我们验证了如下假设,即C型利钠肽(CNP)通过颗粒型鸟苷酸环化酶激活环磷酸鸟苷(cGMP)来介导冠状动脉舒张。
已知CNP具有外周血管舒张特性,且初步数据表明它可作为冠状动脉舒张剂发挥作用。
在有或没有颗粒型鸟苷酸环化酶已知拮抗剂HS-142-1存在的情况下,对植入仪器的犬以及器官浴槽中的血管环进行CNP作用的研究。此外,测试了HS-142-1对乙酰胆碱介导的冠状动脉舒张的作用,并利用免疫组织化学染色来定位冠状动脉内皮中CNP的存在。
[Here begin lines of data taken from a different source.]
PR #5905, opened 2021-02-12
Properly set up equality engine for BV bitblast solver.

mpreiner:
Theory BV now sets up the default equality engine for BV solvers that do not use their own equality engine like e.g. the BV bitblast solver.  This commit also adds the missing equality engine pieces to the BV bitblast solver (`getEqualityStatus`, `explain`).


ajreynol (approved):
LGTM

PR #5913, opened 2021-02-17
Add statistic for InferenceId to TheoryInferenceManager.

nafur:
This PR uses the IntegralHistogramStat to obtain statistics about the sent inferences within the TheoryInferenceManager. All theories are adapted to provide a proper name (prefix) for the name of the statistic.


src/theory/theory_inference_manager.h
```diff
@@ -432,6 +435,8 @@ class TheoryInferenceManager
   uint32_t d_numCurrentLemmas;
   /** The number of internal facts added since the last call to reset. */
   uint32_t d_numCurrentFacts;
+  /** Statistics for the inference ids sent via this inference manager. */
+  IntegralHistogramStat<InferenceId> d_inferenceStats;
```
ajreynol, line 439: I actually think we will want to split this into 3 parts (lemma vs fact vs conflict).  Note that both in strings and in datatypes, there are inferences that may be sent as lemmas or as facts. FYI @yoni206 .

src/theory/theory_inference_manager.cpp
```diff
@@ -34,11 +36,18 @@ TheoryInferenceManager::TheoryInferenceManager(Theory& t,
       d_lemmasSent(t.getUserContext()),
       d_numConflicts(0),
       d_numCurrentLemmas(0),
-      d_numCurrentFacts(0)
+      d_numCurrentFacts(0),
+      d_inferenceStats(name + "::inferenceIds")
```
ajreynol, line 40: If we split this into 3, maybe this would be `::inferencesFact`, `::inferencesLemma` and `::inferencesConflict`.

ajreynol (changes requested):

ajreynol (approved):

CNP使有内皮(平均±标准误45.9±7%)和无内皮(72.0±7%)的离体冠状动脉舒张(单独使用CNP时p<0.05,使用CNP时内皮组与无内皮组相比p<0.05)。冠状动脉内输注增加了冠状动脉血流量(基线值,64.6±5.1ml/min;CNP-5,79.9±6.1;CNP-20,103.3±13.6*[与基线值相比p<0.05])并降低了冠状动脉血管阻力(基线值,1.6±0.3mmHg/ml每分钟;CNP-5,1.4±0.3;CNP-20,1.2±0.3*)。冠状动脉内注射增加了冠状动脉血流量(冠状动脉血流基线变化量,30±9*ml/min[p<0.05])。HS-142-1显著减弱了这些增加(冠状动脉血流变化量,[CNP时]30±9ml/min至[CNP+HS-142-1时]14±6[CNP与CNP+HS-142-1相比p<0.05])以及器官浴槽血管环的舒张([CNP时]56±7%至[HS-142-1+CNP时]18±6%)。最后,通过免疫组织化学染色将CNP定位到冠状动脉内皮和平滑肌。
CNP通过颗粒型鸟苷酸环化酶激活cGMP来作为冠状动脉舒张剂发挥作用。冠状动脉内注射HS-142-1可减弱CNP介导的冠状动脉舒张。冠状动脉内注射HS-142-1不影响乙酰胆碱介导的冠状动脉舒张。这些观察结果支持外源性CNP作为一种强效冠状动脉舒张剂的作用。